Industrial metals prices fell sharply on Wednesday after data showed global factory output shrinking fast, with expectations of a vast supply surplus pushing aluminium below $1,500 a tonne for the first time since 2016.
Benchmark aluminium on the London Metal Exchange was down 1.8 per cent at $US1,498 at after falling as low as $1,483.50.
The falls come on the heels of the worst quarter for base metals since 2011.
Aluminium, a lightweight metal used in transport and packaging, has tumbled 17 per cent this year as the coronavirus pandemic has reduced demand.
“We need 4.2 million tonnes of supply cuts by mid-year, and even then we’ll end up with a surplus of 1 million tonnes,” said BMO analyst Colin Hamilton.
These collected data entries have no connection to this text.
PR #163, opened 2023-12-13
chore: update trending-facets types

raed667:
## 🤔 What 

Update `trending-facets` model types inherited from `@algolia/recommend` `v4.22.0` 

https://github.com/algolia/algoliasearch-client-javascript/releases/tag/4.22.0

## 🤷 Why 

The trending-facets API only returns type string for facetValue.

All other models return items/hits which are of type `RecordWithObjectID`

However `trending-facets` model returns a list of `TrendingFacetHit` which *(by definition)* don't have an `objectID` property.

To simplify the code, we can remove the type argument `TObject` for `trending-facets`

## 🔍 How to upgrade

If you're **not** using TypeScript, there is nothing to change. You can ignore the following.

If you're using TypeScript, and the `trending-facets` model,  you should update your code like the following, by removing the type argument passed: 

```ts
// The TrendingFacets React component usage goes from this:

type FacetHit = Hit<{
  facetName: string;
  facetValue: string;
}>
<TrendingFacets<FacetHit>
  indexName="my-index"
  // ...

// To this:
<TrendingFacets
  indexName="my-index"
  // ...

// or using hooks
const results = useTrendingFacets<FacetHit>(/* params */)
// becomes like this in v1.12.0
const results = useTrendingFacets(/* params */)
```
</details>

If you're using `@algolia/recommend-js` you can remove the `FacetHit` type in a similar way: 

```ts 

trendingFacets<FacetHit>({
  container: '#trendingFacets',
  indexName,
  // ...

// needs to be changed like this after v1.12.0: 
trendingFacets({
  container: '#trendingFacets',
  indexName,
  // ...
```
 
If  you encounter an issue with the upgrade, open an issue referencing this release.


marialungu (approved):

packages/recommend-core/src/getBatchRecommendations.ts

“I can’t see that happening. We will see some cuts but not enough,” he added, estimating that prices could slip to $US1,400.”
Nearly 69 million tonnes of aluminium were produced last year, according the International Aluminium Institute.
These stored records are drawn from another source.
PR #125, opened 2019-03-26
feat: support externalIPs for machines

### LINKED ISSUE #124: Support External IPs
I'm interested in having some defined external IPs that I can attach to my master instances, so that I can know how to reach them ahead of time. I'll be following this issue with a PR that provides code to do this so we can get started talking about how folks feel about it.

rsmitty:
This PR would add the ability for pre-generated external IPs to be specified in the machine manifest for masters (or really any instance type). One of the things I'm interested in is generating some static-ish machine manifests for each master that provides this externalIP field. An example that's similar to what I've been using:

```yaml
apiVersion: "cluster.k8s.io/v1alpha1"
kind: Machine
metadata:
  generateName: gce-master-
  labels:
    cluster.k8s.io/cluster-name: test1-7s5v2
    set: master
spec:
  providerSpec:
    value:
      apiVersion: "gceproviderconfig/v1alpha1"
      kind: "GCEMachineProviderSpec"
      roles:
      - Master
      zone: "us-central1-f"
      machineType: "n1-standard-1"
      os: "ubuntu-1604-lts"
      disks:
      - initializeParams:
          diskSizeGb: 30
          diskType: "pd-standard"
      externalIP: "111.222.333.444"
  versions:
    kubelet: 1.12.0
    controlPlane: 1.12.0
``` 
Similar to #123, I'm hoping to have this ability so that I can wrap the GCP provider for use with talos, where we will pre-generate certs for the master IPs that then get pushed into the nodes as userdata. Also want to note that adding these external IPs would be totally optional and creating a machine manifest without it still works just fine.

Fixes #124

### DIFF
--- a/config/crds/gceproviderconfig_v1alpha1_gcemachineproviderspec.yaml
+++ b/config/crds/gceproviderconfig_v1alpha1_gcemachineproviderspec.yaml
@@ -37,6 +37,8 @@ spec:
             - initializeParams
             type: object
           type: array
+        externalIP:
+          type: string
         kind:
           description: 'Kind is a string value representing the REST resource this
             object represents. Servers may infer this from the endpoint the client
--- a/pkg/apis/gceproviderconfig/v1alpha1/gcemachineproviderconfig_types.go
+++ b/pkg/apis/gceproviderconfig/v1alpha1/gcemachineproviderconfig_types.go
@@ -35,8 +35,9 @@ type GCEMachineProviderSpec struct {
 	MachineType string `json:"machineType"`
 
 	// The name of the OS to be installed on the machine.
-	OS    string `json:"os,omitempty"`
-	Disks []Disk `json:"disks,omitempty"`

Plummeting aluminium prices are unlikely to persuade producers to cut output immediately because input costs have also fallen.
Aluminium stocks in LME-registered warehouses have risen by nearly 200,000 tonnes since mid-March to 1.15 million tonnes.
Inventories in Shanghai Futures Exchange warehouses have more than doubled to 528,072 tonnes since the start of the year.
The net short position in LME aluminium was at 51 per cent of active contracts, the largest since 2012, brokerage Marex Spectron said.
Factories fell quiet across most of Europe, Asia and North America in March as the coronavirus pandemic paralysed economic activity, with evidence mounting that the world is sliding into deep recession.
In China, the biggest metals consumer, manufacturing recovered somewhat from a sharp contraction in February.
But Chinese economic growth could fall as low as 0.1 per cent this year, according to the World Bank, and its ports and shippers are bracing for disruption as the spread of coronavirus chokes off international demand.
Grim factory data – along with a warning from US officials that the coronavirus could kill up to 240,000 people there – pushed global stock markets sharply lower.
The US.currency also strengthened as investors braced for a global downturn, pressuring metals by making them more expensive for buyers with other currencies.
Japan’s Mitsubishi Materials, Sumitomo Metal Mining and Dowa Holdings said they plan to increase copper output.
Mitsui Mining and Smelting said it would reduce its refined zinc production.
Trading activity on China’s commodities markets is soaring as investors increasingly hedge risks.
LME copper was down 3.1 per cent at $US4,797 a tonne, zinc fell 2.1 per cent to $1,866, nickel lost 2.0 per cent to $US11,255, lead slipped 2.0 per cent to $US1,706 and tin was 1.3 per cent down at $US14,415.
They all fell between 10 per cent and 20 per cent in the first quarter of the year.